They look great, it's almost like the images were taken in the wild


----------



## Angus (22 Mar 2018)

Fantastic, i'm happy haha!


----------



## gltjc (29 Mar 2018)

Just found this rather lovely underwater video of the Lufubu River. I'm aiming for a natural look and still felt the need to fight off the algae! It makes me think I've added far too much complexity in my mix of plants and basically cutting and pasting the mix of vallis and _Nymphaea_ with some undergrowth of _Myriophyllum, Ammannia _and _Bacopa_ mixed up across the whole thing could look fab...


----------



## Edvet (29 Mar 2018)

It's ok to start with a mix of plants to see what does well in the  tank. After you find out get bigger groups.


----------



## zozo (29 Mar 2018)

gltjc said:


> It makes me think I've added far too much complexity in my mix of plants



That's the most common pitfall for every aquarium keeper suffering from collecteritis in creating a theme or biotope aquarium. It kinda goes on automatic pilot. Actualy not realising no matter how big the tanks footprint is, in comparance to nature it's nothing but a tiny snapshot. Looking for example at a local somewhat large wildlife pond close to my house. It is rather shallow and cristal clear and the entire pond is overgrown but only contains 3 different Sp. of aquatic plants, Hornwort, Curled Pondweed and a Nymphaea, i'm trying every summer again but never found a 4th plant sp. in it. I guess everything else just gets outcompeted. Well it indeed has some hair algae growing i don't concider a plant. Even the bog plants growing marginaly is rather somewhat limited to about 3 or 4 maybe 5 different sp. around the entire pond, taking a snapshot as wide as the camera can see i'm lucky to find only 2.

Also if you look at most price winning nature scapes you rarely count more than 4 different plant sp. The more you cramp in the harder it becommes to maintan the natural flow and balance. 
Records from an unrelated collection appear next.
PR #776, opened 2019-01-31
fix: display project alias instead of name

cd1989:

Display project alias instead of name.

image

Fixes #

Reference to #

/cc @supereagle 

**Release note**:

```release-note
NONE
```


web/src/components/project/component/List.js
```diff
@@ -44,7 +40,7 @@ class List extends React.Component {
     const columns = [
       {
         title: intl.get('name'),
-        dataIndex: 'metadata.name',
+        dataIndex: 'metadata.annotations["cyclone.io/alias"]',
```
huxiangtao: if get undefined , loadash more better?

cd1989: Here `metadata.annotations["cyclone.io/alias"]` is key path in the object, not retrieve data here.

PR #786, opened 2019-02-11
chore(integrationCenter):modify integration data source type key 

huxiangtao:

replace integration data source type key to Camel-Case format

Fixes #

Reference to #

/cc @caosm @cd1989 @qiuxiaolian 

**Release note**:

```release-note
NONE
```


caosm:
`chore` or `fix` would be more apropos than `feat`

cd1989:
> `chore` or `fix` would be more apropos than `feat`

Please also change the commit message @huxiangtao

PR #787, opened 2019-02-13
refactor(server): configure cyclone server by configmap

zhujian7:

configure cyclone server by configmap instead of flags

Fixes #

Reference to #

/cc @supereagle @cd1989 

**Release note**:

```release-note
NONE
```

### DIFF
--- a/cmd/server/main.go
+++ b/cmd/server/main.go
@@ -26,6 +26,7 @@ import (
 	"github.com/caicloud/cyclone/pkg/server/handler"
 	"github.com/caicloud/cyclone/pkg/server/handler/v1alpha1"
 	"github.com/caicloud/cyclone/pkg/server/version"
+	meta_v1 "k8s.io/apimachinery/pkg/apis/meta/v1"
 
 	"github.com/caicloud/cyclone/pkg/server/biz/tenants"
 	"github.com/caicloud/nirvana"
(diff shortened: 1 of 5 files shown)


cmd/server/main.go
```diff
@@ -39,34 +40,28 @@ import (
 
 // APIServerOptions contains all options(config) for api server
 type APIServerOptions struct {
```
cd1989: I'd prefer name `Options` as it's in `server` package.

cmd/server/main.go
```diff
@@ -39,34 +40,28 @@ import (
...
-	CycloneAddr string
-
-	Loglevel string
-
-	// StorageClass is used to create pvc for default tenant
-	StorageClass string
+	// ConfigMap that configures for cyclone server
+	ConfigMap string
+	// Namespace that cyclone server will run in
+	Namespace string
```
cd1989: I think these two items should have default values, please describe them here.

pkg/server/config/config.go
```diff
@@ -1,130 +1,83 @@
...
+	if config.CycloneServerHost == "" {
+		log.Warningf("CycloneServerHost not configured, cyclone server can not listen API requests.")
 	}
 
-	intVal, err := strconv.ParseInt(val, 10, 32)
-	if err != nil {
-		log.Fatalf("The value '%s' of environment variable '%s' is not a valid integer: %v\n", val, name, err)
-		os.Exit(-1)
+	if config.CycloneServerPort == 0 {
+		log.Warningf("CycloneServerPort not configured, cyclone server can not listen API requests.")
```
cd1989: If `cyclone server can not listen API requests`, should return `false` in my understand. And I think here we should fallback to default value. The same to server host, these two config items should be optional for users.

zhujian7: OK

zhujian7:
@cd1989  All comments have been fixed, PTAL

PR #790, opened 2019-02-15
fix: return success if ns,quota,pvc exist while open worker cluster

zhujian7:
- return success if ns,quota,pvc exist while open worker cluster
- return a specific error to indicate creating control cluster integration error while creating tenant
- do not open the control cluster to run workflow while creating tenant
- some refactor about give default value to cyclone server config

Fixes #

Reference to #

/cc @cd1989 @supereagle 

**Release note**:

```release-note
NONE
```

### DIFF
--- a/pkg/server/config/config.go
+++ b/pkg/server/config/config.go
@@ -6,6 +6,8 @@ import (
 
 	"github.com/caicloud/nirvana/log"
 	core_v1 "k8s.io/api/core/v1"
+
+	"github.com/caicloud/cyclone/pkg/server/common"
 )
 
 const (
@@ -65,12 +67,19 @@ func LoadConfig(cm *core_v1.ConfigMap) error {
 		return fmt.Errorf("validate config failed")
 	}
 
+	modifier(&Config)
+
 	log.Infof("cyclone server config: %v", Config)
 	return nil
 }
 
 // validate validates some required configurations.
 func validate(config *CycloneServerConfig) bool {
+	return true
+}
+
+// modifier modifies the config, give the config some default value if they are not set.
+func modifier(config *CycloneServerConfig) {
 	if config.CycloneServerHost == "" {
 		log.Warningf("CycloneServerHost not configured, will use default value '0.0.0.0'")
 		config.CycloneServerHost = "0.0.0.0"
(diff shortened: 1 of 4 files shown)


pkg/server/config/config.go
```diff
@@ -65,12 +67,19 @@ func LoadConfig(cm *core_v1.ConfigMap) error {
...
 
+	modifier(&Config)
+
 	log.Infof("cyclone server config: %v", Config)
 	return nil
 }
 
 // validate validates some required configurations.
 func validate(config *CycloneServerConfig) bool {
+	return true
```
supereagle: Always return true?

pkg/server/config/config.go
```diff
@@ -81,5 +90,19 @@ func validate(config *CycloneServerConfig) bool {
...
 	}
 
-	return true
+	if config.DefaultPVCConfig.Size == "" {
+		log.Warningf("DefaultPVCConfig.Size not configured, will use default value '5Gi'")
+		config.DefaultPVCConfig.Size = common.DefaultPVCSize
+	}
+
+	if config.WorkerNamespaceQuota == nil {
+		log.Warningf("WorkerNamespaceQuota not configured, will use default value limits.cpu limits.memory requests.cpu requests.memory")
```
supereagle: What about `WorkerNamespaceQuota not configured, will use default quota`?

supereagle: Use `Warningln` instead of `Warningf`, as there is no format.

supereagle: Use `Warningln` instead of `Warningf`, as there is no format.

pkg/server/config/config.go
zhujian7: There is nothing we need to validate by now, I think I need to delete this function at this time.

pkg/server/config/config.go
zhujian7: Ok, i will use `Warningln`

zhujian7: What do you mean `default quota`? empty?

zhujian7: Ok, i will use `Warningln`

supereagle: > What do you mean `default quota`? empty?

Just change the log content to make it simpler.

pkg/server/config/config.go
supereagle: ok

zhujian7:
@supereagle PTAL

I also suffer from collecteritis. Cramping over 7 to 8 plant sp. on less than ½ a square metre. Which is actualy far to much and has non to do with representing nature.


----------



## gltjc (30 Mar 2018)

Current state of the tank. I think it is starting to come together. Main changes are to the right hand side. I am going to introduce the same combination of _Myriophyllum_ and _Bacopa_ to the left of the large bogwood and some twigs and perhaps a large piece of bogwood on the right.


----------



## gltjc (18 Apr 2018)

Some recent photos.

On the aquascaping side I’m still working on replicating some of the same mix that I have in the right as undergrowth under and behind the lillies on the left. I’m trying to do this selectively to have a lighter feel and more open space on the left, and to have the different stems mixed up a bit to keep it natural. The _Floscopa_ have emerged on the right and the left and are up to 6” above the after line. I’ll add some more emersed planting in shower caddies behind it on the right and behind the wood when there is enough cover for it.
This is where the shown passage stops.